A step-by-step architecture for integrating Paddle into a any backend with internal subscription state, idempotent webhook handling, stale-event protection, and clear billing vs authorization boundaries.

Integrating subscription billing into a SaaS product looks deceptively simple at first.

You create a checkout page, charge the customer, and unlock premium features.

But once you move beyond the happy path, billing systems become distributed systems problems.

You start dealing with:

  • asynchronous webhooks
  • duplicate events
  • out-of-order delivery
  • payment recovery flows
  • subscription pauses
  • scheduled cancellations
  • state synchronization
  • authorization consistency

This article walks through how I designed a production-oriented SaaS billing architecture using Paddle and FastAPI.

Although the implementation is Python-specific, the architecture itself works for any backend stack.

The key design principle behind the entire system was:

Paddle handles billing. The backend handles authorization and product access.

Architecture Overview

The frontend never directly manages subscription state.

Instead:

  • Paddle owns billing infrastructure
  • the backend owns authorization state
  • webhooks continuously synchronize both systems
Rendering diagram…

The backend keeps an internal subscriptions table that acts as the runtime source of truth for product access.

This is important.

The application never asks Paddle in real time whether a user should have access to the product.

Instead:

Access control = internal subscription state

That separation prevents:

  • vendor coupling
  • authorization drift
  • runtime billing outages affecting product access
  • frontend tampering

Step 1 — Create a Paddle Sandbox Account

Start by creating a Paddle Sandbox account.

Paddle provides:

  • sandbox environment
  • API keys
  • webhook simulation
  • hosted checkout
  • subscription management APIs

You'll need:

VariablePurpose
PADDLE_API_KEYREST API authentication
PADDLE_ENVIRONMENTsandbox or live
PADDLE_WEBHOOK_SECRETwebhook signature verification

Your backend config might look like this:

PADDLE_API_KEY=your_api_key
PADDLE_ENVIRONMENT=sandbox
PADDLE_WEBHOOK_SECRET=your_webhook_secret

Environment selection controls the API base URL:

if environment == "sandbox":
    base_url = "https://sandbox-api.paddle.com"
else:
    base_url = "https://api.paddle.com"

Step 2 — Create Your Product and Price

Inside Paddle:

  1. Create a Product
  2. Create a recurring Price
  3. Copy the generated Price ID

Example:

PADDLE_DEFAULT_PRICE_ID=pri_xxxxxxxxx

This price ID is what your backend uses when creating checkout transactions.

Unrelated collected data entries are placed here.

PR #1067, opened 2022-02-09
Parsing TabIndex as HTML specification

### LINKED ISSUE #813: Parse integer according to HTML specification (i.e. ignores trailing non-digits)
As per specs, `tabindex` [must be a valid integer](https://html.spec.whatwg.org/multipage/interaction.html#attr-tabindex).

However, it seems that Chrome is a bit more lax in parsing it and parses `tabindex="-1-"` (extra dash) as "-1" while Alfa sees the extra dash as an error (according to specs) and default to 0.
tabindex

We should consider whether we want to stick with the specs or follow suit with browser (also investigate what other browsers are doing).

Reference: https://github.com/Siteimprove/alfa/blob/20b58b5e55271026eef7984b05c205512ccb18b6/packages/alfa-dom/src/node/element.ts#L228

- [ ] Follow up on DEV-11797

elenamongelli:
Resolves #813


packages/alfa-dom/src/node/element.ts
```diff
@@ -230,8 +230,10 @@ export class Element<N extends string = string>
    */
   public tabIndex(): Option<number> {
     for (const tabIndex of this.attribute("tabindex")) {
-      const number = Number(tabIndex.value);
 
+      const number = parseInt(tabIndex.value, 10);
+      
+      //Checking if tabindex isn't NaN and undefined
```
Jym77, line 236:
```suggestion
      //Checking if tabindex isn't NaN, undefined, null, Infinity
```

Jym77 (changes requested):
Also add test cases to https://github.com/Siteimprove/alfa/blob/main/packages/alfa-dom/test/node/element.spec.tsx

packages/alfa-dom/test/node/element.spec.tsx
```diff
@@ -4,6 +4,10 @@ test("#tabIndex() returns the tab index explicitly assigned to an element", (t)
   t.equal((<div tabindex="42" />).tabIndex().get(), 42);
 });
 
+test("#tabIndex() returns the non-valid integer tab index as parsed integer", (t) => {
```
Jym77, line 7:
```suggestion
test("#tabIndex() ignores characters after the first non-digit", (t) => {
```

Jym77 (changes requested):

Jym77 (approved):

PR #1068, opened 2022-02-09
SIA-R23, SIA-R24, SIA-R33: ask only for transcript link

### LINKED ISSUE #1059: SIA-R23, SIA-R24, SIA-R33: remove question about perceivability of the transcript on another page
After `transcript-link`, R24 and R33 are happy, but R23 asks `transcript-perceivable`.

R24 (and [the corresponding ACT rule](https://act-rules.github.io/rules/1a02b0)) does lack the part about the transcript being visible and accessible in its expectation, but I believe it is an overlook in ACT rules  (https://github.com/act-rules/act-rules.github.io/issues/1788)

R33 does contain that bit.

In any case, the `transcript-perceivable` question is confusing and should be integrated into the `transcript-link` question.

elenamongelli:
Resolves #1059


packages/alfa-rules/src/sia-r24/rule.ts
```diff
@@ -15,48 +13,15 @@ export default Rule.Atomic.of<Page, Element, Question.Metadata>({
   uri: "https://alfa.siteimprove.com/rules/sia-r24",
   requirements: [Criterion.of("1.2.8"), Technique.of("G69")],
   tags: [Scope.Component],
-  evaluate({ device, document }) {
+  evaluate: ({ device, document }) => {
```
Jym77, line 16:
```suggestion
  evaluate({ device, document }) {
```

Jym77 (changes requested):

Jym77 (approved):

PR #1073, opened 2022-02-14
Typescript version

Jym77:
* Update TS to 4.6.2.
* Flatten R82 to bound the interview's depth.
* Add depth type parameter to `expectation` helper to allow type hints from callers.


packages/alfa-rules/src/common/act/question.ts
```diff
@@ -242,14 +243,23 @@ export namespace Question {
...
+        "Which of these error indicators identifies, in text, the form field it relates to?",
     },
     "error-indicator-describes-resolution": {
-      type: "boolean",
+      type: "deprecated",
       message: `Does the error indicator describe, in text, the cause of the error or how to resolve it?`,
     },
     "error-indicator-identifies-form-field": {
-      type: "boolean",
+      type: "deprecated",
```
zsofitoth, line 262: I'm not sure I follow the deprecation related changes, are they happening as part of the general refactoring of `r82`? When writing the changelog, would there be 2 entry - one for the TS update and one for this deprecation part pointing to this PR?

zsofitoth (commented):
Looks good to me, just 2 questions

packages/alfa-rules/src/common/act/question.ts
zsofitoth: Now I actually see the label is `internal` so then none of these should affect the consumers?

Jym77: Yes, there needs to be an entry in the changelog with breaking changes for R82. The question deprecation is part of it.

Previously, R82 was asking for a list of all error indicators (related to a form field), then for each of these, asking whether it identifies the field (or describes the resolution). This creates an unbounded amount of questions since the number of indicators is also unbounded. The Interview type limits the number of questions via its Depth to avoid infinite recursion problems. 

So now R82 asks which of the error indicator identifies the field. This bounds the depth.
However, this is a different question, notably expecting a different type of answer. I didn't want to re-use the same URI since the expected type is different (better to break untyped oracles…) The old questions shouldn't be used, but I wasn't sure about fully deleting them either 🤔 

Maybe deleting them is better currently given that we don't have many consumers and the rule is clearly marked as experimental…

zsofitoth (approved):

At this stage, keep pricing simple:

  • one product
  • one recurring monthly price
  • one subscription per business/user

You can always expand later into:

  • yearly plans
  • seat-based billing
  • multiple products
  • usage-based pricing

Step 3 — Design Your Internal Subscription Model

Before writing billing code, design your internal subscription schema.

This is one of the most important architectural decisions.

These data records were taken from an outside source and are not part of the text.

PR #1603, opened 2024-04-25
Support `layer` and `supports` condition in `@import` CSS rules

### LINKED ISSUE #945: Investigate how to support Cascade layers (`@layer`)
https://www.w3.org/TR/css-cascade-5/#layering
https://www.bram.us/2021/09/15/the-future-of-css-cascade-layers-css-at-layer/

- [x] Add `@layer` in `alfa-dom`
- [x] Support them during cascade
- [x] add parsing in `Native`
- [x] add layers syntax to `@import` rules

---
- [x] Follow up on CST-890
- [x] Follow up on II-6406

Jym77:
Resolves #945

### DIFF
--- a/package.json
+++ b/package.json
@@ -36,7 +36,7 @@
     "minimist": "^1.2.6",
     "package-dependency-graph": "^1.14.4",
     "prettier": "^3.0.0",
-    "typescript": "^5.2.2"
+    "typescript": "^5.4.5"
   },
   "packageManager": "yarn@4.1.1"
 }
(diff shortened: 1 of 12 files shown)


package.json
```diff
@@ -36,7 +36,7 @@
     "minimist": "^1.2.6",
     "package-dependency-graph": "^1.14.4",
     "prettier": "^3.0.0",
-    "typescript": "^5.2.2"
+    "typescript": "^5.4.5"
```
Jym77, line 39: TS update is needed for the latest `CSSImportRule` interface, as `supportsText` is fairly recent.

rcj-siteimprove (approved):

PR #1605, opened 2024-04-26
Fix serialization of boxes

rcj-siteimprove:
I discovered that the options containing the device used to serialize the boxes of elements where not passed down in all cases when recursively serializing descendants, causing the box to only be serialized on the top elements. This PR fixes that.

### DIFF
--- a/packages/alfa-dom/test/node.spec.tsx
+++ b/packages/alfa-dom/test/node.spec.tsx
@@ -175,13 +175,10 @@ test(`Node.clone() correctly replaces elements based on predicate`, (t) => {
 test(`#toJSON() serializes boxes of all descendants when device is passed in`, (t) => {
   const device = Device.standard();
 
-  const box1 = { device, x: 8, y: 8, width: 100, height: 100 };
-  const box2 = { device, x: 16, y: 16, width: 50, height: 50 };
-
   const doc = h.document([
-    <div box={box1}>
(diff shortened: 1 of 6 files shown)


rcj-siteimprove:
!pr extract

packages/alfa-dom/test/node.spec.tsx
```diff
@@ -167,3 +168,35 @@ test(`Node.clone() correctly replaces elements based on predicate`, (t) => {
     children: [...newElements.map((e) => e.toJSON()), bar.toJSON()],
   });
 });
+
+test(`#toJSON() serializes boxes of all descendants when device is passed in`, (t) => {
```
Jym77, line 172: **Suggestion:** It seems that DOM children were already correctly handled 🤔 (was this example failing?) This PR is fixing the recursion for Shadow DOM and content document, we should add tests for these instead (also with `<slot>`).

Jym77 (changes requested):

packages/alfa-dom/test/node.spec.tsx
rcj-siteimprove: 1. I don't think they were. I think passing the `options` to `...super.toJSON(option)` on line 302 in element.ts is was what causes the option to be passed to the children. When I remove it again it also fails this test.
2. I agree there should also be tests for shadow DOM and content and `<slot>`

PR #1611, opened 2024-05-08
Optimize accessible name calculation

rcj-siteimprove:
This PR fixes two optimization problems in the call hierarchy of `Name.fromDescendants`:

1. `Name.fromSteps` would potentially call the same functions two times unnecessarily due to an `.orElse`. This was very bad because the collection of functions passed in would contain up to two functions which would call `fromDescendants` recursively making the traversal grow extremely fast for some certain inputs.
    - Fixing this brought the number of recursive calls for some test input down from ~8.000.000 to ~3.000 and the run time from ~50.000 ms to ~200 ms
3. `Name.fromElement` would potentially recurse into `Name.fromDescendants` two times with identical arguments
    - Fixing this additionally brought the number of recursive calls for the same test input from ~3.000 down to ~100 and the run time to ~50 ms.

~~In the process of troubleshooting, I in-lined and thus eliminated the `Name.fromSteps` call in `Name.fromElement`. Despite making `fromElement` more complex, I decided to keep this in-lined because I think passing functions that is part of a recursive loop as arguments into another function which then just invokes them anyway, makes the flow very hard to follow and makes these kinds inefficiencies hard to spot.~~

~~However `Name.fromSteps` is called from other places, so it has nonetheless been optimized with a cache to avoid unnecessary re-computation. We could consider in-lining this the few other places it's used using the same approach and eliminate it completely.~~

I have taken care not to change functionality and the test suite didn't detect any regressions, but we might still want to have this regression tested.


packages/alfa-aria/src/name/name.ts
```diff
@@ -593,12 +603,19 @@ export namespace Name {
...
+
+    return Array.collectFirst(steps, (step, index) => {
+      const result = step();
+      results[index] = result;
+      return result.reject((name) => name.value === "");
+    }).orElse(() =>
+      Array.collectFirst(steps, (step, index) => {
+        const result = results[index] === undefined ? step() : results[index];
+        return result.reject((name) => name.isEmpty());
+      }),
```
Jym77, line 618:
```suggestion
      Array.collectFirst(steps, (step, index) => (results[index] ?? step()).reject((name) => name.isEmpty());
      }),
```

Jym77 (changes requested):
Small improvement.

Jym77 (dismissed):

Jym77 (approved):

Jym77 (approved):

PR #1618, opened 2024-05-29
Add verbosity option for JSON serialization of tree nodes

rcj-siteimprove:
We introduce a verbosity option for JSON serialization of tree nodes in general and in particular for DOM tree nodes. The purpose is to avoid redundant serialization of the same nodes over and over again when they are referenced multiple times. This is for instance the case in the result of an audit where the same DOM node might be the target of many different rules. We enable this by generating a random UUID on construction of each DOM node, which we call a `serializationId`.

Serializing with `Minimal` or `Low` verbosity will then only output the `serializationId` and the type. 

Serializing with `Medium` verbosity or not supplying a verbosity will result in an output containing all properties except the `serializationId` - the same as the output before verbosity was introduced. This makes the change backwards compatible as doing nothing will get you the same result as before.

Serializing with `High` verbosity will result in an output with all properties _and_ the `serializationId`. This option is meant to be used for, and is necessary for, establishing the map from ID to fully serialized DOM node. It's the callers responsibility to do this and to look up the nodes by ID when the full object needs to be reconstructed from the `serializationId`.

Additionally, we now depend on `crypto` to be present globally, meaning that we are no longer compatible with Node 18.


rcj-siteimprove:
!pr extract

rcj-siteimprove:
@Jym77, apparently `crypto` is not available as a global variable in Node 18, only after 19 making the tests fail for that version and not the others. It's possible to run the node 18 tests with the flag `--experimental-global-webcrypto`, but I'm not sure if that is something we want to do. Otherwise we need to import it everywhere we use it. Not sure if that will break something else. What do you think we should do?

Jym77:
> @Jym77, apparently `crypto` is not available as a global variable in Node 18, only after 19 making the tests fail for that version and not the others. ~It's possible to run the node 18 tests with the flag `--experimental-global-webcrypto`, but I'm not sure if that is something we want to do~. Otherwise we need to import it everywhere we use it. Not sure if that will break something else. What do you think we should do?
> 
> Edit: the flag mentioned doesn't seem to work anyway, so it seems we need to import crypto.

18 is already in LTS mode: https://nodejs.org/en/about/previous-releases

Maybe we can just move on and switch to supporting 20+ (update the actions to use 20, 22 instead of 18, 20). This does require a breaking changeset, though…

.changeset/orange-hairs-fold.md
```diff
@@ -0,0 +1,9 @@
+---
+"@siteimprove/alfa-rules": minor
+"@siteimprove/alfa-json": minor
+"@siteimprove/alfa-tree": minor
+"@siteimprove/alfa-act": minor
+"@siteimprove/alfa-dom": minor
+---
+
+**Added:** Verbosity option has been added to JSON serialization of alfa-tree `Node` and to `Outcome` and `Group`.
```
Jym77, line 9: We need the symmetrical changeset that `Node` builders now accept an optional `serializationID`.

packages/alfa-dom/test/h.spec.ts
```diff
@@ -10,16 +10,19 @@ import { Element } from "../src/node/element";
 import { Type } from "../src/node/type";
```
Jym77, line 11: We should add tests that:
* `serializationID` is correctly propagated if provided.
* `serializationID` is created if not provided (just test presence, of course).

packages/alfa-dom/test/node.spec.tsx
```diff
@@ -303,3 +305,239 @@ test(`#toJSON() serializes box of descendant inside content`, (t) => {
...
+        undefined,
+        undefined,
+        undefined,
+        elmId,
+      ),
+    ],
+    undefined,
+    undefined,
+    docId,
+  );
```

A common mistake is relying directly on Paddle subscription objects for authorization decisions.

Instead, maintain your own internal subscription state.

Example fields:

FieldPurpose
plan_typeFREE or PAID
statusactive, paused, canceled, past_due, pending
paddle_customer_idInternal linkage
paddle_subscription_idInternal linkage
current_period_start / endBilling period
scheduled_changePending pause/cancel
paddle_last_event_occurred_atStale-event protection

The important thing here is:

Paddle is not your source of truth. Your backend is.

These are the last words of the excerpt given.